Какого цвета норма помимо уже упомянутого оттенка вылинявшей джинсы? Практичного, немаркого, тусклого, «весь город носит»: серого, или коричневого, или того и другого вместе. Цвета простонародья, цвета небеленого полотна или ткани, окрашенной общедоступными натуральными красителями типа луковой шелухи. Столетиями символический смысл этих цветов был остро негативным: в средневековой Европе они обозначали нищету, безнадежность и убожество, мусульмане в те же времена называли эти цвета замутненными и цветами несчастья, а серый считался цветом пыли и праха, напоминающим о бренности существования. Однако с ростом влияния буржуазии взгляды менялись, и уже в XVI веке Коронато Оккольти связывал коричневый и серый с умеренностью, практичностью и трезвым расчетом.
Серый, благополучно расположившийся в нейтральной зоне между полюсами белого и черного, – самый незаметный и невыразительный цвет, единственный, не обладающий выраженным психологическим воздействием, он просто… никакой. Серым представляли древние греки Харона, перевозящего души умерших в Аид, серыми были привидения и духи в фольклоре, этот цвет связывался с идеей увядания. Серый называют цветом стариков, и не только из-за связи с оттенком седины: дети до десятилетнего возраста этот цвет не любят, а вот представители старшего возраста начинают ценить его размеренность, ведь он воплощает состояние абсолютного покоя, замедляет жизнь.
Если и существует одежда, делающая невидимым, то она серая. Серыми называют людей необразованных, серые будни скучны, серые кардиналы спрятаны от глаз общественности, серые мыши непривлекательны. Серый деловой костюм в течение почти всего прошлого века был стандартной униформой рядового конторского работника или чиновника средней руки, главной задачей которого была не головокружительная карьера, а методичное выполнение указаний. Серый часто выбирают люди в состоянии сильного переутомления. Согласно тестам Люшера, серый говорит о нерешительности, осторожности, фрустрированных потребностях, подавленных эмоциях, пассивности, потребности спрятаться, робости, грусти, желании избежать конфликтов или скрыть свою сущность. Не самый комплиментарный набор, но и полное неприятие этого цвета описывается как свидетельство серьезных нарушений эмоциональной сферы.
Коричневый выглядит значительно оптимистичнее: это цвет земли и дерева, теплый, практичный, стабильный, комфортный, цвет «простой жизни», равновесной и размеренной. Этому цвету приписывают способность успокаивать, согревать, дарить ощущение твердой почвы под ногами и уверенности в завтрашнем дне, а также направлять внимание внутрь, причем не на мысли и устремления, а на физиологию и базовые потребности. Возможно, именно поэтому предпочтение коричневому часто отдают люди, находящиеся в кризисе или страдающие телесными недугами. Ярые карьеристы и яркие индивидуалисты этот цвет отвергают, и не зря: по крайней мере, швейцарские банкиры утверждают, что человек в коричневом костюме может и не надеяться на продвижение по службе.

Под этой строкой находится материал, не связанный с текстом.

PR #1655, opened 2021-02-20
Update README.md MacOS install

drfruct:
I created a [formula](https://formulae.brew.sh/formula/rtl_433#default) to install rtl_433 on MacOS

### DIFF
--- a/README.md
+++ b/README.md
@@ -23,6 +23,8 @@ Official [binary builds for Windows](https://bintray.com/chzu/dist/rtl_433) (32 
 
 On Debian (sid) or Ubuntu (19.10+), `apt-get install rtl-433` for other distros check https://repology.org/project/rtl-433/versions
 
+On MacOS, `brew install rtl_433`.
+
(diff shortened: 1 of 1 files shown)


zuckschwerdt:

Приспособиться, благополучно устроиться, вписаться в норму и быть не хуже других – важная задача, но достаточно ли этого? Чрезмерная адаптация закрывает путь наверх, развитие требует изменений и разрушения границ, ставших слишком тесными. Норма рассказывает нам, что такое хорошо и что такое плохо, что правильно или неправильно, но это лишь оценки, а создание образа, соответствующего личным ценностям и целям, требует не оценок, а отношения, то есть мыслей и чувств. Так что пора переходить от применения норм к нормам применения: что даст нам ощутить контроль или наполниться силой, что покажет нашу удачу или связь с традицией?